Extracted entries:

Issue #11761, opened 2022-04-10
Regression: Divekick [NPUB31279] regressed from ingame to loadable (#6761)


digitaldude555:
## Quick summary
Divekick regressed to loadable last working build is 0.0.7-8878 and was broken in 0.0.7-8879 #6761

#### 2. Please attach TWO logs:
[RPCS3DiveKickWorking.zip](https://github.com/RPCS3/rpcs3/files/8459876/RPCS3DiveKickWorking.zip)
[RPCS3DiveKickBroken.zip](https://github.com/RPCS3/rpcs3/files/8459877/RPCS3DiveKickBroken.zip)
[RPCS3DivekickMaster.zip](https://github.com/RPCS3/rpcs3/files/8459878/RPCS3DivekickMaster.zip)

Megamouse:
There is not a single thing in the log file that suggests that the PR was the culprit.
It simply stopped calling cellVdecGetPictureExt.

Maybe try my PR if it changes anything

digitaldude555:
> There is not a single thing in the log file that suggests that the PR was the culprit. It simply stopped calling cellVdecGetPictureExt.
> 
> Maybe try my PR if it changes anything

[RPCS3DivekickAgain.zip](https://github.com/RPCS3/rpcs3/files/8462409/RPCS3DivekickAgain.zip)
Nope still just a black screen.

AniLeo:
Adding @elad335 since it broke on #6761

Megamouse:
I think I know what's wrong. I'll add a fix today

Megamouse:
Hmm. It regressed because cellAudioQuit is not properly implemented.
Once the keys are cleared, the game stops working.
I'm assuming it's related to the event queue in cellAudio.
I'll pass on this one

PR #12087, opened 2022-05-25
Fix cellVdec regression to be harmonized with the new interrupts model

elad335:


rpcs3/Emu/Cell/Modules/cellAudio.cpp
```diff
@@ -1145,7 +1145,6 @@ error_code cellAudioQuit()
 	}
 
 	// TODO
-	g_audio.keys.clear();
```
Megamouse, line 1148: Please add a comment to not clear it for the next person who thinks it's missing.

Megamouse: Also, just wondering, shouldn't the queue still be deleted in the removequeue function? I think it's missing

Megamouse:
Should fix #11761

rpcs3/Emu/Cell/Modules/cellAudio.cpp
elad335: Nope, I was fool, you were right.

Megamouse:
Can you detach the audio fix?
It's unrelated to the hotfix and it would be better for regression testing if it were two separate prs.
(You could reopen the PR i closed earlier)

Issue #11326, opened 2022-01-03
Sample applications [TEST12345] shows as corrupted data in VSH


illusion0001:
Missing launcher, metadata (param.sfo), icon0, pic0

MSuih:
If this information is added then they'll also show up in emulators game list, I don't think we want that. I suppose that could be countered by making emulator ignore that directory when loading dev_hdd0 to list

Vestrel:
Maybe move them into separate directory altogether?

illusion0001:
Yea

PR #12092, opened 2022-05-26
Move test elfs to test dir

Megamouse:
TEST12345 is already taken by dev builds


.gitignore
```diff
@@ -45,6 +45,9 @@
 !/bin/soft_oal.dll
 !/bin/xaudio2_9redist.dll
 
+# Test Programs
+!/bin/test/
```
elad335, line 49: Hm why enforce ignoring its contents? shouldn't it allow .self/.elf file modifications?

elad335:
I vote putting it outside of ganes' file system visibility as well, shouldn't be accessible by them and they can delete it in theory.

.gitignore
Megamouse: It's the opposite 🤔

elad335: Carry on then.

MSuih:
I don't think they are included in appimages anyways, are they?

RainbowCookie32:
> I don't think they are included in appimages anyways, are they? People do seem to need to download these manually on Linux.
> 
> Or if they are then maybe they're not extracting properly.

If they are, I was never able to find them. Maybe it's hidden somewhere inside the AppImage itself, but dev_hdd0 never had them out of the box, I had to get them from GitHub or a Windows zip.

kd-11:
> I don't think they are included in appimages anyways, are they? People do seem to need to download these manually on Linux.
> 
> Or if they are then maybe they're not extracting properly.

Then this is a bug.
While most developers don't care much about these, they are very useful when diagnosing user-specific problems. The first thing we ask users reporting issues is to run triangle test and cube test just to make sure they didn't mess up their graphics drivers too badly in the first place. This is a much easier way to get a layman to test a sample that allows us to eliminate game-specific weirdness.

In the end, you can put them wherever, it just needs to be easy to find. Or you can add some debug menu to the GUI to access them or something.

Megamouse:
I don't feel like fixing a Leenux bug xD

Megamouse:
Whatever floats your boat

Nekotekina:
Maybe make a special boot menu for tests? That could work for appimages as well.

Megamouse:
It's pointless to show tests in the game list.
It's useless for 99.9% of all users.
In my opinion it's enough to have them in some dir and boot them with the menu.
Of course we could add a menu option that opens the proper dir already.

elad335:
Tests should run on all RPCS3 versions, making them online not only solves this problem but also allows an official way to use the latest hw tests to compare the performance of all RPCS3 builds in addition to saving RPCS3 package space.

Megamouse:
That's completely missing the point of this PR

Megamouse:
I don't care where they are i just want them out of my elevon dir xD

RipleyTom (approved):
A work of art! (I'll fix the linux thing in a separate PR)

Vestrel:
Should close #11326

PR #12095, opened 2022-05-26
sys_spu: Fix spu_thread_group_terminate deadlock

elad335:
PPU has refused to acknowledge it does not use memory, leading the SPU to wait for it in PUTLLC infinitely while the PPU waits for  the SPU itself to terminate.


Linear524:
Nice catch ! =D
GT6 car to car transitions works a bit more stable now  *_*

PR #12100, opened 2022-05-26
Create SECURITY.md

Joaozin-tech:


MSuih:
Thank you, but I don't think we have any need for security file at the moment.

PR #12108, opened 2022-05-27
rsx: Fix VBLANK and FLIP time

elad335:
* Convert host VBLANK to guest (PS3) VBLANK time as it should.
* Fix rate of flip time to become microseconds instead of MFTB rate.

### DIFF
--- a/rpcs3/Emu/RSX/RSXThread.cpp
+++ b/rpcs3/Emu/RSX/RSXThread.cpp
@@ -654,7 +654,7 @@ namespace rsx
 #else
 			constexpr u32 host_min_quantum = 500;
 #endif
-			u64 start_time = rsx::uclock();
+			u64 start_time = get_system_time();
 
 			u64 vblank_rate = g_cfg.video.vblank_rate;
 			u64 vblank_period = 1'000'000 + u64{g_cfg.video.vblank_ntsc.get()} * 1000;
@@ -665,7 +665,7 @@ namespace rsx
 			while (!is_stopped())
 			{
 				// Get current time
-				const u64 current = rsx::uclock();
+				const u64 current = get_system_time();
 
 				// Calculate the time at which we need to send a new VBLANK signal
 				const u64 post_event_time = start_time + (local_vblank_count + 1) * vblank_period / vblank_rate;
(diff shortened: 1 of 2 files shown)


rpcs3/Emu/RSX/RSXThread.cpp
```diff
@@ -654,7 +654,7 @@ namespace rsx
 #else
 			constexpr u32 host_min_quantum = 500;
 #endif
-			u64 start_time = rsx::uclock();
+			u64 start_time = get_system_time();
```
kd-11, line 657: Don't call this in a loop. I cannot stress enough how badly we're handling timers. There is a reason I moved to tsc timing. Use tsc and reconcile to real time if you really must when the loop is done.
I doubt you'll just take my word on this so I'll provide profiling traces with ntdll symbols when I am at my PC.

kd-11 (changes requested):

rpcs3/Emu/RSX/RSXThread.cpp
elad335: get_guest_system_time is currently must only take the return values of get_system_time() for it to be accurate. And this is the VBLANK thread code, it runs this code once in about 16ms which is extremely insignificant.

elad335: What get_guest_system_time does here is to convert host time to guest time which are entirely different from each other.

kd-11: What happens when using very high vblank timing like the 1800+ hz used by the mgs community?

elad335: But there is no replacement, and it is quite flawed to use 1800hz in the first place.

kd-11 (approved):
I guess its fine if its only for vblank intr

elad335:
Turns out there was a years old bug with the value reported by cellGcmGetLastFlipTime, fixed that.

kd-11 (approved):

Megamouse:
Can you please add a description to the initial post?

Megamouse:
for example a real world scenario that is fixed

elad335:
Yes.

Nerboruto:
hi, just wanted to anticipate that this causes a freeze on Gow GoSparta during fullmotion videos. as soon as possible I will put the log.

Task description: Show all lines in the entries above where the word "builds" appears.

Answer below:
TEST12345 is already taken by dev builds
Tests should run on all RPCS3 versions, making them online not only solves this problem but also allows an official way to use the latest hw tests to compare the performance of all RPCS3 builds in addition to saving RPCS3 package space.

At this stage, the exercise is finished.